BEGIN Exercise materials

PR #325, opened 2025-07-01
Avoid duplication in `PytatoJAXArrayContext.freeze`

majosm:
Missed one. 😞


inducer:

END Exercise materials

**Your task:**
Every entry should be duplicated exactly as written.

**Solution below:**
PR #325, opened 2025-07-01
Avoid duplication in `PytatoJAXArrayContext.freeze`

majosm:
Missed one. 😞


inducer:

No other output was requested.